Problem to work on: Report every line of the data that includes "Setoid".

Extracted entries:
┌──
PR #1927, opened 2023-02-13
binomial lemmas for *-commuting elements in a `Semiring`

jamesmckinna:
... on the way to a full proof of the Binomial Theorem PR #1287 / #1928 

Plus a proof of the `sumₜ-init` lemma of the old PR, updated, renamed, and moved to `Algebra.Properties.Monoid.Sum`. 

Plus the proofs of the lemmas concerning the `n ×_` operation in `Algebra.Properties.Semiring.Mult`. 

Plus proof of some useful cosmetic congruence lemmas in `Algebra.Properties.Monoid.Mult` and `Algebra.Properties.Semiring.Exp`

### DIFF
--- a/src/Algebra/Properties/Monoid/Sum.agda
+++ b/src/Algebra/Properties/Monoid/Sum.agda
@@ -31,6 +31,7 @@ open Monoid M
 open import Data.Vec.Functional.Relation.Binary.Equality.Setoid setoid
 open import Algebra.Properties.Monoid.Mult M
 open import Algebra.Definitions _≈_
+open import Relation.Binary.Reasoning.Setoid setoid
 
 ------------------------------------------------------------------------
 -- Definition
@@ -70,3 +71,21 @@ sum-replicate-idem idem n = trans (sum-replicate n) (×-idem idem n)
 sum-replicate-zero : ∀ n → sum {n} (replicate 0#) ≈ 0#
 sum-replicate-zero zero    = refl
 sum-replicate-zero (suc n) = sum-replicate-idem (+-identityˡ 0#) (suc n)
+
+------------------------------------------------------------------------
+-- When summing over a `Vector`, we can pull out last element
+
+sum-init : ∀ {n} (t : Vector Carrier (suc n)) → sum t ≈ sum (init t) + last t
+sum-init {zero} t  = begin
+  t₀ + 0# ≈⟨ +-identityʳ t₀ ⟩
+  t₀      ≈˘⟨ +-identityˡ t₀ ⟩
+  0# + t₀ ∎ where t₀ = t zero
+sum-init {suc n} t = begin
+  t₀ + ∑t             ≈⟨ +-congˡ (sum-init (tail t)) ⟩
+  t₀ + (∑t′ + tₗ)     ≈˘⟨ +-assoc _ _ _ ⟩
+  (t₀ + ∑t′) + tₗ     ∎
+  where
+    t₀ = head t
+    tₗ = last t
+    ∑t = sum (tail t)
+    ∑t′ = sum (tail (init t))
--- a/src/Algebra/Properties/Monoid/Sum.agda
+++ b/src/Algebra/Properties/Monoid/Sum.agda
@@ -72,16 +72,15 @@ sum-replicate-zero : ∀ n → sum {n} (replicate 0#) ≈ 0#
 sum-replicate-zero zero    = refl
 sum-replicate-zero (suc n) = sum-replicate-idem (+-identityˡ 0#) (suc n)
 
-------------------------------------------------------------------------
 -- When summing over a `Vector`, we can pull out last element
 
-sum-init : ∀ {n} (t : Vector Carrier (suc n)) → sum t ≈ sum (init t) + last t
-sum-init {zero} t  = begin
+sum-init-last : ∀ {n} (t : Vector Carrier (suc n)) → sum t ≈ sum (init t) + last t
+sum-init-last {zero} t  = begin
   t₀ + 0# ≈⟨ +-identityʳ t₀ ⟩
   t₀      ≈˘⟨ +-identityˡ t₀ ⟩
   0# + t₀ ∎ where t₀ = t zero
-sum-init {suc n} t = begin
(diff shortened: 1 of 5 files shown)


src/Algebra/Properties/Semiring/Exp.agda
```diff
@@ -34,10 +34,37 @@ open import Algebra.Definitions.RawSemiring rawSemiring public
...
 ^-homo-* = Mult.×-homo-+
 
 -- (xᵐ)ⁿ≈xᵐ*ⁿ
 ^-assocʳ : ∀ x m n → (x ^ m) ^ n ≈ x ^ (m ℕ.* n)
 ^-assocʳ x m n rewrite ℕ.*-comm m n = Mult.×-assocˡ x n m
+
+------------------------------------------------------------------------
+-- A lemma using commutativity, needed for the Binomial Theorem
+
+module _ {x} {y} (x*y≈y*x : x * y ≈ y * x) where
```
MatthewDaggitt, line 51: I think it's best just to stick these parameters in the type rather than having a module. We usually use modules to generalise over assumptions about operators that apply to multiple proofs. It's slightly weird to have one which refers to properties of specific elements.

Speaking of which is there a reason why you're not simply assuming `_*_` is `Commutative`?

src/Algebra/Properties/Semiring/Exp.agda
```diff
@@ -34,10 +34,37 @@ open import Algebra.Definitions.RawSemiring rawSemiring public
...
+    y * (1# * y ^ n)           ≈⟨ *-congˡ (*-identityˡ (y ^ n)) ⟩
+    y * (y ^ n)                ≡⟨⟩
+    y ^ (suc n)                ≈˘⟨ *-identityˡ (y ^ suc n) ⟩
+    1# * y ^ (suc n)           ≡⟨⟩
+    x ^ ℕ.zero * y ^ (suc n)  ∎
+  y*x^m*y^n≈x^m*y^[n+1] (suc m) n = begin
+    y * (x ^ suc m * y ^ n)    ≡⟨⟩
+    y * ((x * x ^ m) * y ^ n)  ≈⟨ *-congˡ (*-assoc x (x ^ m) (y ^ n)) ⟩
+    y * (x * (x ^ m * y ^ n))  ≈˘⟨ *-assoc y x (x ^ m * y ^ n) ⟩
+    y * x * (x ^ m * y ^ n)    ≈˘⟨ *-congʳ {- here -} x*y≈y*x ⟩
```
MatthewDaggitt, line 65: Remove the comment?

src/Algebra/Properties/Monoid/Sum.agda
```diff
@@ -70,3 +71,21 @@ sum-replicate-idem idem n = trans (sum-replicate n) (×-idem idem n)
 sum-replicate-zero : ∀ n → sum {n} (replicate 0#) ≈ 0#
 sum-replicate-zero zero    = refl
 sum-replicate-zero (suc n) = sum-replicate-idem (+-identityˡ 0#) (suc n)
+
+------------------------------------------------------------------------
+-- When summing over a `Vector`, we can pull out last element
+
+sum-init : ∀ {n} (t : Vector Carrier (suc n)) → sum t ≈ sum (init t) + last t
```
MatthewDaggitt, line 78: A better name might be `sum-init-last`?

src/Algebra/Properties/Monoid/Sum.agda
```diff
@@ -70,3 +71,21 @@ sum-replicate-idem idem n = trans (sum-replicate n) (×-idem idem n)
 sum-replicate-zero : ∀ n → sum {n} (replicate 0#) ≈ 0#
 sum-replicate-zero zero    = refl
 sum-replicate-zero (suc n) = sum-replicate-idem (+-identityˡ 0#) (suc n)
+
+------------------------------------------------------------------------
+-- When summing over a `Vector`, we can pull out last element
```
MatthewDaggitt, line 76: I think using a section heading for this overkill. I would just attach the comment to the proof. i.e. delete the empty line and remove the long line of `------`s

src/Algebra/Properties/Semiring/Exp.agda
jamesmckinna: Regarding explicit `module` parametrisation over putting them in the type; these were 'ambient' assumptions across a number of parts of the development. But for sure that's not a deal-breaker. 

Regarding the assumption itself, for sure it means that the lemmas (and the eventual theorem) are an easy corollary for `CommutativeSemiring`. But I was reasonably persuaded by the [Wikipedia article](https://en.wikipedia.org/wiki/Binomial_theorem#In_abstract_algebra) of the greater utility in having it stated for individual `x`, `y` (in a possibly non-commutative (semi)ring, eg of matrices) which happen to commute, than insistign on commutativity up-front.

src/Algebra/Properties/Semiring/Exp.agda
jamesmckinna: OK

src/Algebra/Properties/Monoid/Sum.agda
jamesmckinna: Yes, I had been taking the name directly from #1287 . Suggestion is better!

src/Algebra/Properties/Monoid/Sum.agda
jamesmckinna: Again, the original had this as one of a number of lemmas about `sum`, each with its own section heading, and I had just carried that one over to its new home. Will clean up.

jamesmckinna:
Aaargh. I've screwed up my branch naming, and a spurious push to one of them has broken things. Grrr.

src/Algebra/Properties/Monoid/Sum.agda
jamesmckinna: Done, except that I left the blank line in, to lay off the lemma from the preceding ones. Looked better!

src/Algebra/Properties/Semiring/Exp.agda
MatthewDaggitt: Fair enough :+1:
└──
Output for this exercise:
 open import Data.Vec.Functional.Relation.Binary.Equality.Setoid setoid
+open import Relation.Binary.Reasoning.Setoid setoid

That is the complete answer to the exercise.